On days like this, when other people were not about, Mahailey liked to talk to Claude about the things they did together when he was little; the Sundays when they used to wander along the creek, hunting for wild grapes and watching the red squirrels; or trailed across the high pastures to a wild-plum thicket at the north end of the Wheeler farm. Claude could remember warm spring days when the plum bushes were all in blossom and Mahailey used to lie down under them and sing to herself, as if the honey-heavy sweetness made her drowsy; songs without words, for the most part, though he recalled one mountain dirge which said over and over, "And they laid Jesse James in his grave."
IV
The time was approaching for Claude to go back to the struggling denominational college on the outskirts of the state capital, where he had already spent two dreary and unprofitable winters.
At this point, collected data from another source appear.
PR #339, opened 2024-07-18
Update cPP_DSC.adoc

### LINKED ISSUE #309: [cPP PUBLIC REVIEW]
Section 2.2, End of third paragraph.

**Comment Type.**
S = Substantial: a comment or issue significant enough to warrant a possible objection if the change (or a similar objective) is not met.

The statement about SoC makes it sound like the TOEs must be SoCs, not just that they could be. 

 Suggest deleting “are integrated into a System on Chip (SoC) and as such”.

woodbe:
This is to close #309

### DIFF
--- a/cPP_DSC.adoc
+++ b/cPP_DSC.adoc
@@ -171,7 +171,14 @@ image::representationofTOE.png[]
 
 The TOE should be one or more discrete and embedded hardware components that provide well-scoped security functions that are physically inaccessible directly from the rich operating system. The DSC TOE would consist of isolated firmware and circuitry capable of executing well-defined commands against SDEs/SDOs within the TOE and outside the TOE across restricted interfaces. The DSC TOE is not intended to be a discrete, separate stand-alone component, but one which is directly embedded into a larger system.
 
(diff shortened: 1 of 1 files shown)


cPP_DSC.adoc
```diff
@@ -171,7 +171,14 @@ image::representationofTOE.png[]
...
 
-A DSC may be comprised of a single embedded component within a device, such as a Secure Enclave Processor (SEP), while in other cases it may be a multi-component system comprised of a software layer and several hardware components (which may be discrete or embedded), such as a Trusted Execution Environment (TEE). Other configurations are possible, with the key point being the DSC is embedded within a larger system and is not a discrete component. These dedicated hardware/software components are integrated into a System on Chip (SoC) and as such are isolated components of a larger physical package. <<ExofTOEInt>> below shows a block diagram of a typical example of a DSC TOE with all of its internal components.
+There are many possible configurations for a DSC. Some examples are:
+
+* A DSC may be comprised of a single embedded component within a device, such as a Secure Enclave Processor (SEP) or System on Chip (SoC)
```
jvdsn, line 176: I'm not sure if the DSC itself would actually be the SoC, as opposed to be integrated in the SoC. Below (and above) we say that the DSC is not a separate stand-alone component, whereas SoCs are generally stand-alone?

woodbe: I think the point here was that it could be. This is just an example, and while an eSE shouldn't be evaluated to the DSC cPP, it could, and so should not be excluded.

slpotte (approved):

"Mother," he said one morning when he had an opportunity to speak to her alone, "I wish you would let me quit the Temple, and go to the State University."
She looked up from the mass of dough she was kneading.
"But why, Claude?"
"Well, I could learn more, for one thing. The professors at the Temple aren't much good. Most of them are just preachers who couldn't make a living at preaching."
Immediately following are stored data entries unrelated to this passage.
PR #340, opened 2024-07-18
FCS_CKM_EXT.7 app note

### LINKED ISSUE #239: Add phrase to FCS_CKM_EXT.7.1 App Note 5

woodbe:
This is to close #239

### DIFF
--- a/cPP_DSC.adoc
+++ b/cPP_DSC.adoc
@@ -774,7 +774,7 @@ _FCS_CKM.5 defines KDF-CTR, KDF-FB, and KDF-DPI._
 +
 _For the KDF functions, when concatenating keys for AES-CMAC, the contributions from each party should be an equal number of bits, resulting in the selected key size (e.g., if each share is 128 bits and there are two parties, then the result after concatenation is a 256-bit key, which is appropriate only for AES-256-CMAC). For HMAC functions, the shares can be any size as long as the concatenated result is equal to or greater than the nominal cryptographic strength of the chosen hash function (e.g. if each share is 128 bits, then the result after concatenation is 256 bits, which can be used in any of SHA-1, SHA-256, or SHA-512)._
 +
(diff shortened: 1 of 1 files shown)


cPP_DSC.adoc
```diff
@@ -772,9 +772,9 @@ _Application Note {counter:remark_count}_:: _This SFR captures methods for multi
...
 +
-_For the KDF functions and XOR, each party may have to use an asymmetric method from FCS_CKM_EXT.7 to transmit their shares to each other. Key shares may also come from a token, in which case, TOEs may use key access methods in FCS_CKM.3 to authorize access and use of those keys in this SFR._
+_For the KDF functions and XOR, each party may have to use an asymmetric method from FCS_CKM.2 to transmit their shares to each other.  Key shares may also come from a token, in which case, TOEs may use key access methods in FCS_CKM.3 to authorize access and use of those keys in this SFR._
```
jvdsn, line 777: GitHub tells me you added an extra space between "other.  Key shares"?

jvdsn (changes requested):

cPP_DSC.adoc
woodbe: I'm sure it happened because I literally just copied this from the doc (where there were double spaces) and pasted it in without checking. I'll do a quick check for any while clearing this one.

woodbe: of course a full search/replace only found that one

jvdsn (approved):

slpotte (commented):
Looks fine to me.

The look of pain that always disarmed Claude came instantly into his mother's face. "Son, don't say such things. I can't believe but teachers are more interested in their students when they are concerned for their spiritual development, as well as the mental. Brother Weldon said many of the professors at the State University are not Christian men; they even boast of it, in some cases."
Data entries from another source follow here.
PR #345, opened 2024-07-24
Make ECD formatting consistent with CC:2022

### LINKED ISSUE #334: [cPP PUBLIC REVIEW] atsec21 - extended component definition formatting
Appendix C

**Comment Type.**
A = Administrative: the issue is not significant enough to warrant an objection to the cPP if it isn't changed.

Editorial. As to formatting conventions, it is stated in cPP that "formatting conventions for selections and assignments in this Appendix are those in [CC2]."

In both CC v3.1 and CC:2022, the assignment and selection operations are presented in italicized text. Some extended SFRs defined in cPP Appendix C, e.g., the FCS_STG_EXT.1, FDP_ITC_EXT.2, use underlined texts.

Investigate if the formatting needs to match CC2022 and if so, change the ECD.

jvdsn:
The rules for formatting in CC:2022 seem to be as follows:
- Italic is used for both assignment and selection
- The prefix "assignment: " and "selection: " are not formatted at all, nor are the surrounding brackets []
- For nested assignments / selections, the whole nested entry is in italic

Also fixes a forgotten selection option for FCS_CKM_EXT.8 (PBKDF) output length.

Closes #334

### DIFF
--- a/cPP_DSC.adoc
+++ b/cPP_DSC.adoc
@@ -3146,7 +3146,7 @@ FCS_COP.1/KeyedHash Cryptographic Operation (Keyed Hash) +
 FCS_CKM.6 Timing and event of cryptographic key destruction 
 
 [vertical]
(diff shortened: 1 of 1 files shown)


jvdsn:
I have no idea why some entries are prepended with "{empty}".

woodbe:
The {empty} is one of those quirks of asciidoc. Basically if you take it out, when the [] get processed with the underlines and such, things break. I had been using some other odd constructs to make it work then found that one, and it worked cleaner, so that is what they are for.

woodbe:
I removed the {empty} brackets as they were needed specifically for cases where you have underlines inside the [] as the markers for all that stuff cause problems. Since those are removed, then they could be safely removed.

woodbe (approved):

slpotte (approved):

PR #348, opened 2024-08-07
Use latest revision of IEEE standard for XTS

jvdsn:
Two other instances of XTS (FCS_COP.1.1/SKC) refer to the 2018 revision, so I don't see any reason to refer to the old revision here.


woodbe (approved):

slpotte (commented):
I made the change to the catalog today.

"Oh, I guess most of them are good men, all right; at any rate they know their subjects. These little pin-headed preachers like Weldon do a lot of harm, running about the country talking. He's sent around to pull in students for his own school. If he didn't get them he'd lose his job. I wish he'd never got me. Most of the fellows who flunk out at the State come to us, just as he did."
"But how can there be any serious study where they give so much time to athletics and frivolity? They pay their football coach a larger salary than their President. And those fraternity houses are places where boys learn all sorts of evil. I've heard that dreadful things go on in them sometimes. Besides, it would take more money, and you couldn't live as cheaply as you do at the Chapins'."
Claude made no reply. He stood before her frowning and pulling at a calloused spot on the inside of his palm. Mrs. Wheeler looked at him wistfully. "I'm sure you must be able to study better in a quiet, serious atmosphere," she said.
He sighed and turned away. If his mother had been the least bit unctuous, like Brother Weldon, he could have told her many enlightening facts. But she was so trusting and childlike, so faithful by nature and so ignorant of life as he knew it, that it was hopeless to argue with her. He could shock her and make her fear the world even more than she did, but he could never make her understand.